We keep a tight list of simple phones on the shelf at any one time. The Nokia 235 4G is one of them. Here are the others, and the short reason a UK family might pick each one instead.

  • Nokia 3210 (2024), from £79

    Our first recommendation for almost every family. It looks like the phone your child's friends will think is cool, which matters more than parents often admit.

  • Nokia 8210 4G, from £35

    The cheaper sibling to the 3210. The same idea, a phone a child is happy to be seen with, on a bigger screen and at a lower price. The trade is a plainer build and a weaker camera.

  • Nokia 2660 Flip, from £55

    The one for a younger child, or anyone who likes the satisfaction of closing a phone to end a call. The flip protects the screen at the bottom of a school bag, and there is nothing on it to fall down.

  • Nokia 225 4G, from £45

    The middle of the cheap-Nokia pack. A little more phone than the 105 or the 110, a little less than the 3210. The 2024 version adds USB-C charging, which the older basics lack.

  • Nokia 110 4G, from £25

    The cheapest phone we list that still has a camera. A pound or two more than the 105 4G, and you get a basic camera, Bluetooth and an MP3 player. The floor of the market, with a little extra.

  • Nokia 105 4G, from £24

    The rock-bottom option, and a genuine one. If the brief is a phone that makes calls and sends texts and does nothing else at all, this is it, for the price of a couple of school lunches.

  • HMD Barbie Phone, from £99

    Half novelty, half genuine simple phone. It says 'Hi Barbie' when it boots and the buttons glow in the dark, but underneath it is a proper 4G flip with no app store, no browser and no social media.
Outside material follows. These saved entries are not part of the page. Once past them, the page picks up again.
PR #491, opened 2024-11-20
WCTE beam pipe and camera housing construction

kmtsui:
This PR constructs the beam pipe and photogrammetry camera housing structures used in WCTE. Plus a minor bug fix in `src/G4MultiUnion_v1072.cc`

---
## Beam pipe
A stainless steel structure with blacksheet reflectivity, except the beam window which has reflector (90%) reflectivity. Inside is a hollow volume filled with air.
image

## Camera housing
Since the structure is wrapped with black Tyvek, it is simplified as an upper spherical acrylic shell and lower stainless steel cylinder.
image

## Placement
Integrated as part of the PMT placement loop. Use the PMT table input to control positions and directions. The structures are intruding the blacksheet volume in the same way as PMT
image


tdealtry:
Thanks @kmtsui Happy to merge & release when you're happy

Just to mention that the number of PMTs has changed too - is this expected? See e.g. https://wcsim.github.io/Validation/8778442fdc72eebe4f7feca76d5e0a321c728447/23/geofile_NuPRISMBeamTest_16cShort_mPMT.txt.diff.txt

kmtsui:
> Just to mention that the number of PMTs has changed too - is this expected? See e.g. https://wcsim.github.io/Validation/8778442fdc72eebe4f7feca76d5e0a321c728447/23/geofile_NuPRISMBeamTest_16cShort_mPMT.txt.diff.txt

Yes one of the mPMT is replaced by the beam pipe, which is also shown in the event display figure.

For a child who would carry a fun phone but not a plain one.

  • Pinwheel Plus, from £279

    For families who need a smartphone-shaped device but want a hard boundary on what runs on it. The portal lets you whitelist apps from a curated list. There's a monthly subscription for the Caregiver Portal.

  • Punkt MP02, from £259

    The keypad alternative to the Light Phone III. A beautifully made minimalist phone for an adult or older teenager stepping back from a smartphone, with Signal-based messaging and 4G tethering, but no app store and no camera.

  • Light Phone III, from £399

    Quiet, minimal, slow on purpose. The Light Phone III ships from the US, which means import VAT and a longer wait. For the family who is sure this is right and is willing to pay for it.

  • Refurbished iPhone SE (3rd gen), from £169

    The fallback for parents who have decided a smartphone is the answer (often because of a specific school or medical reason) and want the cheapest, longest-supported route in.

The full ranked list, with the trade-offs spelled out alongside each phone, lives at /best-simple-phones. If you'd rather a ninety-second picker that points at one phone for your specific family, that's at /which-phone. If you'd like the catalogue at-a-glance, the Phone-dex is at /phone-dex.

Questions UK parents ask about the Nokia 235 4G

Does the Nokia 235 4G have WhatsApp or internet?

No to WhatsApp, no to a usable browser, no to any app store. The 235 is a feature phone, not Android or iOS. Calls, texts, a basic camera, FM radio, that is it. If your only objection to a first phone is the apps, the 235 has no answer for that objection.

Is the Nokia 235 good for an 8 year old?

Yes. The 235 at around £40 is our pick for first-phone children aged 8 to 10, and for any family on the tightest budget. Losing it on a school trip is the cost of two pizzas, not a financial event. Three weeks of standby battery is genuinely correct.

Does the Nokia 235 have a camera?

Yes, a basic VGA camera. Fine for occasional proof-of-life photos home. The lens is not the reason to buy this phone.